In questo ci viene facile dirimere, guardando e giudicando, provando emozioni.

La bellezza è dentro i nostri occhi, semplicemente cerchiamo gli oggetti che la rappresentano.

Ma perché l’esistenza è sempre un rimbalzarsi fra bello e brutto?

Certo direte voi quello ch’è bello è bello e quello ch’è brutto è brutto, purtroppo ci tocca dividere. Che altro c’è da dire?

Comunque sia dirimere fa parte dell’esistenza e ci necessita di scegliere.

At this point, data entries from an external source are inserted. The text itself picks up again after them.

PR #1758, opened 2019-09-21
Refactor CMake for more modern usage

slurps-mad-rips:
## Description

Hello! I've run into a few small issues with Catch2 that prevent me from `FetchContent` downloading it directly, and just using `add_subdirectory`. This PR also fixes a few issues regarding file install locations, CPack source packages, and removes an unnecessary `if()` when compiling for Android

Use `cmake_dependent_option` to disable a few options if it's being used as a subdirectory

Reorganize file so that properties, includes, options are all at the top

Catch2 will now link to Android's log library via a generator expression.

Left a note if the minimum version for Catch2 is ever 3.14

Simplified install locations

`CATCH_INSTALL_HELPERS` will now use pattern matching for files instead of listing them out each time.

Building a CPack source package will no longer include a build, .git, or other "garbage" files

### DIFF
--- a/CMake/Catch2Config.cmake.in
+++ b/CMake/Catch2Config.cmake.in
@@ -1,10 +1,8 @@
 @PACKAGE_INIT@
 
-
 # Avoid repeatedly including the targets
 if(NOT TARGET Catch2::Catch2)
     # Provide path for scripts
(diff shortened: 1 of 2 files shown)


horenmar:
With no followup I am going to drop this.

slurps-mad-rips:
I'll be breaking this up into smaller PRs over the next few months, so no worries :)

PR #1764, opened 2019-10-04
update name of Value Generators in doc to match class names

WimLeflere:
update name of Value Generators in doc to match class names


horenmar:
Thanks

Issue #1767, opened 2019-10-07
Cannot pass a test name with special characters via an input file


igor-akhmetov:
I can't seem to pass the name of a test with special characters via an input file, specifically the one from CmdLine.tests.cpp:
```
TEST_CASE("Test with special, characters \"in name", "[cli][regression]") {
    // This test case succeeds if we can invoke it from the CLI
    SUCCEED();
}
```
`--list-test-names-only` outputs `Test with special, characters "in name`, which does not allow to run the test:
```
C:\src\Catch2\build\projects\Debug>SelfTest.exe -f tests.txt
Filters: "Test with special, characters "in name",
No test cases matched '"Test with special'
No test cases matched 'characters "in name"'
===============================================================================
No tests ran
```
I'd expect
```
Test with special\, characters \"in name
```
or
```
"Test with special\, characters \"in name"
```
to work, but they don't:
```
C:\src\Catch2\build\projects\Debug>SelfTest.exe -f tests.txt
Filters: "Test with special\, characters \"in name",
No test cases matched '"Test with special\, characters \"in name"'
===============================================================================
No tests ran


C:\src\Catch2\build\projects\Debug>SelfTest.exe -f tests.txt
Filters: "Test with special\, characters \"in name",
No test cases matched '"Test with special\, characters \"in name"'
===============================================================================
No tests ran
```

amitherman95:
Try updating the single header file by executing <Catch2 path>/scripts/generateSingleHeader.py

igor-akhmetov:
Same with names like `vector<int,allocator> -> toString`, escaping a comma in the input file does not seem to help.

igor-akhmetov:
@amitherman95 How is the single header relevant here? This is with the latest version of Catch2, I just grab the latest source, build, and run SelfTest.exe.

amitherman95:
Oh I see, I'll check it out

echuber2:
I'm also experiencing this. Commas in test case names break stuff. This used to work in older versions of Catch (at least, it worked in v2.2.3). Now, with v2.9.2, it's causing issues. I do note that when I search through the v.2.9.2 catch.hpp file, there is one part that says:

> // Applies the function macro `f` to each of the remaining parameters, inserts commas between the results,
// and passes userdata as the first parameter to each invocation,

[...]

PR #1769, opened 2019-10-08
Patch:Failure to pass special chars through input file

amitherman95:
## Description
When Catch parses quoted test name, it may insert wrong positions of escape characters into
TestSpecParser::m_escapeChars, because the quotes are not added to the pattern itself
I added a simple data member to TestSpecParser that will track the right location of those characters in the pattern.

## GitHub Issues
This PR resolves Issue #1767


horenmar:
Thanks, I fixed up the branch history and added tests for the changes.

PR #1986, opened 2020-07-19
Don't apply global settings when configuring as a subproject.

Bekenn:
## Description
When adding Catch2 as a subdirectory, a couple of choices in the main CMakeLists.txt file end up having a global effect:
* The `USE_FOLDERS` property is global; setting it affects the entire workspace.
* Including the `CTest` module will cause the generation of several new targets.

These global choices should be decided by the consuming project, not by one of its dependencies.  This change moves those settings into regions  guarded by `if(NOT_SUBPROJECT)`.  This should have no effect on Catch2 standalone builds, while being friendlier to consuming projects.

## GitHub Issues
I'm not aware of any existing issues relevant to this PR.

### DIFF
--- a/CMakeLists.txt
+++ b/CMakeLists.txt
@@ -3,7 +3,7 @@ cmake_minimum_required(VERSION 3.5)
 # detect if Catch is being bundled,
 # disable testsuite in that case
 if(NOT DEFINED PROJECT_NAME)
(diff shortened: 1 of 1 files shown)


horenmar:
That seems reasonable, thanks.

PR #1993, opened 2020-07-31
Update ParseAndAddCatchTests.cmake for cmake 3.18.1

knzivid:
## Description

https://cmake.org/cmake/help/v3.18/release/3.18.html#id1

In CMake 3.18.0 the add_test() command learned to support special characters in test names. This was accidentally left out of its release notes. Unfortunately the fix breaks existing projects that were using manual quoting or escaping to work around the prior limitation. This fix has been reverted in 3.18.1, but may be re-introduced in future versions of CMake with a policy for compatibility.


horenmar:
Thanks, that change was a giant mess.

PR #1996, opened 2020-08-03
Issue 1992: Better c++17 std::byte detection

### LINKED ISSUE #1992: C++17 std::byte detection fails on ubuntu+clang-6.0
**Describe the bug**
Clang6 and clang8 in c++17 mode cannot compile catch unit tests 

**Expected behavior**
C++17 should be supported

**Reproduction steps**
Ubuntu 16, clang++6.0 (and clang++-8) installed with "apt install clang6.0"
Simple null unit test:
```
#include "catch.hpp"
TEST_CASE("simple", "[simple]") {
}
```
```
$ clang++-6.0 -std=c++17 -c cb.cpp 
In file included from cb.cpp:1:
./catch.hpp:1735:29: error: no member named 'byte' in namespace 'std'
    struct StringMaker<std::byte> {
                       ~~~~~^
1 error generated.
```

**Platform information:**

 - OS: ubuntu 16
 - Compiler+version: 
clang version 6.0.0-1ubuntu2~16.04.1 (tags/RELEASE_600/final)
Target: x86_64-pc-linux-gnu
Thread model: posix
InstalledDir: /usr/bin

 - Catch version: v2.13.0 downloaded in the single file version

**Additional context**
Also happens with clang-8 package.
Compiles fine in clang-6 or clang-8 in c+11 or c++14 mode.

This may be a packaging error in ubuntu, or it might be I have not installed some vital piece, or need to configure clang to use a better standard library or something.

gnbond:
This fixed buld errors for ubuntu-16 + clang and similar situations
where C++17 is supported in the compiler but not the default
C++ standard library.

## Description
Clang packages on ubuntu-16 use the clang compiler which supports C++17, but use the system-default C++ library which does not fully support C++17.  This results in compile errors where Catch2 mis-identifies support for std::bytes.

## GitHub Issues
Closes #1992

### DIFF
--- a/include/internal/catch_compiler_capabilities.h
+++ b/include/internal/catch_compiler_capabilities.h
@@ -240,7 +240,10 @@
 
   // Check if byte is available and usable
   #  if __has_include(<cstddef>) && defined(CATCH_CPP17_OR_GREATER)
-  #    define CATCH_INTERNAL_CONFIG_CPP17_BYTE
+  #    include <cstddef>
+  #    if __cpp_lib_byte > 0
+  #      define CATCH_INTERNAL_CONFIG_CPP17_BYTE
+  #    endif
   #  endif // __has_include(<cstddef>) && defined(CATCH_CPP17_OR_GREATER)
 
   // Check if variant is available and usable


horenmar:
Thanks

Issue #2003, opened 2020-08-13
Detail::rangeToString doesn't support c++20 ranges with sentinels


seanmiddleditch:
**Describe the bug**
The function `Detail::rangeToString` (https://github.com/catchorg/Catch2/blob/c190061001739e8bf240a78059f1a3e927a35efc/include/internal/catch_tostring.h#L313) is defined as:

```c++
        template<typename InputIterator>
        std::string rangeToString(InputIterator first, InputIterator last) {
```

This breaks for C++20 ranges or user-defined C++17 types that make use of a sentinel type for a container's `.end()` return, e.g. `counted_iterator` and `default_sentinel_t` in the latest ranges code on the MSVC STL.

The fix in this case is super easy: use two template types.

```c++
        template<typename InputIterator, typename Sentinel = InputIterator>
        std::string rangeToString(InputIterator first, Sentinel last) {
```

Actual error received in user code (for a custom `zstring_view` type that uses a sentinel type for `end()`):

```c++
C:\Projects\potato\deps\catch2-src\single_include\catch2\catch.hpp(2023): error C2782: 'std::string Catch::Detail::rangeToString(InputIterator,InputIterator)': template parameter 'InputIterator' is ambiguous
  C:\Projects\potato\deps\catch2-src\single_include\catch2\catch.hpp(1833): note: see declaration of 'Catch::Detail::rangeToString'
  C:\Projects\potato\deps\catch2-src\single_include\catch2\catch.hpp(2023): note: could be 'up::zstring_view::const_sentinel'
  C:\Projects\potato\deps\catch2-src\single_include\catch2\catch.hpp(2023): note: or       'up::zstring_view::const_iterator'
C:\Projects\potato\deps\catch2-src\single_include\catch2\catch.hpp(2023): error C2784: 'std::string Catch::Detail::rangeToString(InputIterator,InputIterator)': could not deduce template argument for 'InputIterator' from 'up::zstring_view::const_sentinel'
```

**Expected behavior**

Code using sentinels to compile.

**Reproduction steps**

Steps to reproduce the bug.

```c++
#include <catch2/catch.hpp>

// bogus range, but illustrates problem
struct test {
    using const_iterator = int*;
    using const_sentinel = std::nullptr_t;

    const_iterator begin() const { return nullptr; }
    const_sentinel end() const { return nullptr; }
    bool operator==(int) const { return false; }
};

TEST_CASE("sentinel") {
    CHECK(test{} == 0);
}
```

[...]

PR #2004, opened 2020-08-13
Support sentinel-based ranges in default stringify

seanmiddleditch:
Fix for issue #2003 

- Enhances `rangeToString` to work with a separate iterator and sentinel type
- Adds a test to ensure this compiles

### DIFF
--- a/include/internal/catch_tostring.h
+++ b/include/internal/catch_tostring.h
@@ -309,8 +309,8 @@ namespace Catch {
 #endif
 
     namespace Detail {
-        template<typename InputIterator>
-        std::string rangeToString(InputIterator first, InputIterator last) {
+        template<typename InputIterator, typename Sentinel = InputIterator>
+        std::string rangeToString(InputIterator first, Sentinel last) {
             ReusableStringStream rss;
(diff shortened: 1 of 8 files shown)


horenmar:
Tests in default run cannot fail, or it will fail CI. Instead, you should use `::Catch::Detail::stringify` in the test and check that the return value matches expected stringification.

seanmiddleditch:
Ah, didn't expect the tests to fail, actually. Looking it over though it makes sense, though I'm not sure why I didn't experience that locally.

seanmiddleditch:
@horenmar - I'm not familiar with the approval test stuff here; should I be checking in the files that are modified locally on build?

horenmar:
On a second look, this part seems to be missing [from the documentation](https://github.com/catchorg/Catch2/blob/master/docs/contributing.md#testing-your-changes) after the rewrite. 🤔 

Approval tests diff known good output with current output. If there are changes, check that the diff makes sense, run `scripts/approve.py` and commit the updated baselines.

horenmar:
Looks good now, thanks.

PR #2007, opened 2020-08-24
Remove superfluous values

dawikur:
## Description

The `0`s were needed for the expansion of parameter pack for the sake of
`expander`. Now when we have `index++` it is no more needed.


horenmar:
lgtm, thanks.

Issue #1821, opened 2019-12-20
Conditional SECTION


Resurr3ction:
**Description**
To have a `SECTION` variant `SECTION_IF` that would be only executed if condition was true:

```
#define SECTION_IF(cond, ...)
```
The motivational example:
```
TEST_CASE("MyVector")
{
    auto vector = GENERATE(std::vector<int>{}, std::vector<int>{1,2,3,4,5});

    SECTION_IF(!vector.isEmpty(), "operator[]")
    {
        REQUIRE(vector[0] == 1);
    }
}
```
Currently I can skip code inside a section with `if` but the section will still cause the whole test to be needlessly restarted even if it is not relevant for given generated input (e.g. empty vector). Another option would be to have two separate test cases but since the tests share a lots of code it that is less than ideal. Same as putting the generators or initialization code in only the relevant sections. Too much code duplication.

 Instead I resorted to the following workaround:
```
if(condition) 
{
    SECTION("MySection")
    {
    }
}
```
That seems to work but there is a bug report #714 that seems to have issues with this approach (might be outdated though) so this might be buggy way of doing things.

I hope this can be added seemelssly. Not sure if this would greatly upset how SECTIONs are handled by Catch2.

free-easy:
I've tested with the newest version of v2.11.1 (d10b9bd02e098476670f5eb0527d2c7281476e8a) of Catch2 and the bug #714 is still there.

PR #2018, opened 2020-09-05
Introduced SECTION_IF to run sections conditionally.

dadocolussi:
## Description

This feature introduces ```SECTION_IF``` to run sections conditionally. This is useful with test cases that use generators.

Consider a test case with generated values, a long setup, and a number of small sections. ```SECTION_IF``` reduces code duplication and makes test cases more legible.

```
TEST_CASE("Long test with generated values and a section depending on the generated value")
{
    auto i = GENERATE(2, 3, 5, 7, 11);
    // long setup here
    SECTION("test something for all i") {}
    SECTION("test something else for all i") {}
    SECTION_IF(i == 11, "test something when i is 11 only") {}
}
```

## GitHub Issues

This feature addresses issue #1821.


benldrmn:
@horenmar I noticed you deleted `catchorg:master` (the branch this feature was merged into), and I couldn't find `SECTION_IF` in the current master branch. Is this feature planned to be a part of an upcoming Catch2 release?

PR #2023, opened 2020-09-12
Add REPORTER and OUTPUT_DIR args to catch_discover_tests

### LINKED ISSUE #1946: Generate JUnit report using catch_discover_tests
**Description**
When using the catch2_discover_tests CMake function, it is currently not possible to generate a JUnit report for each test (i think). 

My project CMakeLists.txt file contains the following

```
catch_discover_tests(
${PROJECT_NAME}_tests
EXTRA_ARGS -r junit -o report.xml
)
```

This will generate "report.xml" for each test scenario and overwrite the previous "report.xml"

Is there a way to generate a JUnit report for all tests when using catch_discover_tests?

globberwops:
## Description

When using `catch_discover_tests` with `EXTRA_ARGS -o foo`, the test reports will be overwritten with each test case.

The args `REPORTER`, `OUTPUT_DIR`, `OUTPUT_PREFIX`, and `OUTPUT_SUFFIX` will allow for further customization of the test case runs.
* `REPORTER` can be any valid reporter of the Catch executable. 
  The specified reporter will be validated against the available reporters of the Catch executable. 
* `OUTPUT_DIR` can be a relative or an absolute path.
  If relative, it will be relative to the `WORKING_DIRECTORY`, which in turn defaults to `CMAKE_CURRENT_BINARY_DIR`.
* `OUTPUT_PREFIX` is a string that will be added before each test report name.
* `OUTPUT_SUFFIX` is a string that will be added after each test report name, e.g. a file extension.

## GitHub Issues

Resolves  #1946

### DIFF
--- a/contrib/CatchAddTests.cmake
+++ b/contrib/CatchAddTests.cmake
@@ -6,6 +6,10 @@ set(suffix "${TEST_SUFFIX}")
 set(spec ${TEST_SPEC})
 set(extra_args ${TEST_EXTRA_ARGS})
 set(properties ${TEST_PROPERTIES})
+set(reporter ${TEST_REPORTER})
+set(output_dir ${TEST_OUTPUT_DIR})
+set(output_prefix ${TEST_OUTPUT_PREFIX})
+set(output_suffix ${TEST_OUTPUT_SUFFIX})
 set(script)
 set(suite)
 set(tests)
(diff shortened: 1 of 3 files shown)


horenmar:
A quick note: don't try and enumerate valid reporters up-front, because users might have their own reporters they want to use. It also currently only lists the built-in reporters, but not the ones that Catch2 also provides as part of release (e.g. TAP and TeamCity reporters).

Since you are modifying `catch_discover_tests`, which already expects to be able to run the test executable, you can instead use `--list-reporters` and handle its output while validating the argument.

globberwops:
@horenmar you are totally right, I have added using `--list-reporters` now. Thanks for the feedback!

contrib/CatchAddTests.cmake
```diff
@@ -48,6 +50,47 @@ endif()
...
+  )
+endif()
+
+# Prepare report
+set(report_extension ".txt")
+if(reporter)
+  set(reporter_arg "-r ${reporter}")
+  if(reporter MATCHES "junit|xml")
+    set(report_extension ".xml")
+  endif()
```
horenmar, line 83: I am not quite sold on this -- these two aren't the only Catch2-provided reporters that produce XML output, and in general it seems very limited (if potentially useful).

I think the ideal solution would be to let the user set a filename pattern, like `output-{date}-{testname}.json`, but that brings in _a lot_ more complexity.

I'll have to think about this a bit more.

contrib/CatchAddTests.cmake
```diff
@@ -48,6 +50,47 @@ endif()
...
+if(reporter AND ${reporter_is_valid} EQUAL -1)
+  message(FATAL_ERROR
+    "\"${reporter}\" is not a valid reporter!\n"
+  )
+endif()
+
+# Prepare report
+set(report_extension ".txt")
+if(reporter)
+  set(reporter_arg "-r ${reporter}")
```
horenmar, line 80: Small stylistic nitpick: prefer the long option names in scripts. (Same goes for `-o` below)

globberwops: Done 👌

contrib/CatchAddTests.cmake
globberwops: I could always make `OUTPUT_DIR` a multi value keyword, optional 2nd value would be the file extension, defaulting to none:
```
catch_discover_tests(foo REPORTER junit OUTPUT_DIR test-results xml)
```

Let me know what you think.

horenmar: Agreed with 4) being the best option.

docs/cmake-integration.md
```diff
@@ -83,6 +83,8 @@ catch_discover_tests(target
                      [TEST_SUFFIX suffix]
                      [PROPERTIES name1 value1...]
                      [TEST_LIST var]
+                     [REPORTER reporter]
+                     [OUTPUT_DIR dir]
 )
```
horenmar, line 88: This is missing the prefix and suffix args.

horenmar:
Otherwise LGTM. Can you rebase + squash this into atomic commits?

docs/cmake-integration.md
globberwops: Fixed, thanks!

horenmar:
Thanks

PR #2028, opened 2020-09-18
Docu/Show how to use CMake FetchContent

blackliner:
## Description
Since CMake 3.11 a new feature called FetchContent is available, that makes it easy to integrate external projects.

https://cmake.org/cmake/help/latest/module/FetchContent.html#fetch-content-examples


horenmar:
Thanks, lgtm

PR #2031, opened 2020-09-23
Support template test cases in ParseAndAddCatchTests

### LINKED ISSUE #1848: ParseAndAddCatchTests.cmake silently ignores test that contains right parenthesis
**Describe the bug**
The https://github.com/catchorg/Catch2/blob/master/contrib/ParseAndAddCatchTests.cmake script
does not handle when a test name contains a right parenthesis. For example

> TEST_CASE("Test ) abc")
> {
> }

This is silently ignored and the test is never run. 

**Expected behavior**
Expected that the test is run. An alternative is that the script returns with an error signalling that the test name was invalid.

**Platform information:**
OS Ubuntu 18.04
Cmake version 3.15.5
Tested on newest master 2d172dc688ffab0867a94928159e93384475a870

agserm:
* Change regex to allow parentheses inside the test macro for a type list
* Append a wildcard to the CTestName if the test case is a template
* Also change the regular expression so parentheses are allowed in names
  (fixes #1848)

### DIFF
--- a/contrib/ParseAndAddCatchTests.cmake
+++ b/contrib/ParseAndAddCatchTests.cmake
@@ -1,9 +1,11 @@
 #==================================================================================================#
 #  supported macros                                                                                #
 #    - TEST_CASE,                                                                                  #
+#    - TEMPLATE_TEST_CASE                                                                          #
 #    - SCENARIO,                                                                                   #
 #    - TEST_CASE_METHOD,                                                                           #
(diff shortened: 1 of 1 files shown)


horenmar:
> Also change the regular expression so parentheses are allowed in names

I am going to take you on your word with that, because that regex is too much.

Anyway, thanks.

Vivere è scegliere, sempre e comunque.

Ma, pensandoci, è questa l’attitudine che ci fa umani, ch’esprime una logica, l’idea che solo noi abbiamo d’un futuro che ci piace, una sintassi di ragioni, che trasforma in discorso le nostre sensazioni profonde, quei percorsi emotivi, che ci guidano, ai quali, fortunatamente riusciamo a dare significato in parole, così da poterci ragionare sopra, evitando scelte istintive.

Gli occhi sono sempre lì a guidarci, illuminano il giorno d’ogni vita. Ma poi non riusciamo solo a guardare scegliamo le parole per dire quanto sentiamo.

Ci viene spontaneo questo passo.

Parlare è stato il primo passo verso la nostra umanità: comunicare in parole ciò che attira e respinge.

Le parole ci hanno donato il pensiero. Tutte le parole: quelle del bello e quelle del brutto. Quelle dell’amore e quelle dell’odio, della pace e della guerra.

In fondo non c’è emozione, per quanto sublime, che possa essere pari con una sola parola, sia pure la più semplice, ma messa in armonia coi sentimenti e diretta al cuore.

I Jersey Boys, fonte foto Wikipedia

La parola è un suono chiaro che comprendiamo tutti.
Tanto che, mettendone insieme alcune, possono diventare una canzone trascinante, immortale, ma composta di parole facili ed immediate, addirittura composta da ragazzi italo americani di periferia.
Ma le parole sono qualcosa di più, molto di più d’una canzone.

Sono il soffio dell’intelligenza, una morale, una poetica ed una filosofia, elementi interiori, che solo si possono esprimere in parole.

Trasformando gl’istinti in ragionamenti possiamo interpretare l’emozioni con parole semplici ma profonde, come ognuno di noi può fare.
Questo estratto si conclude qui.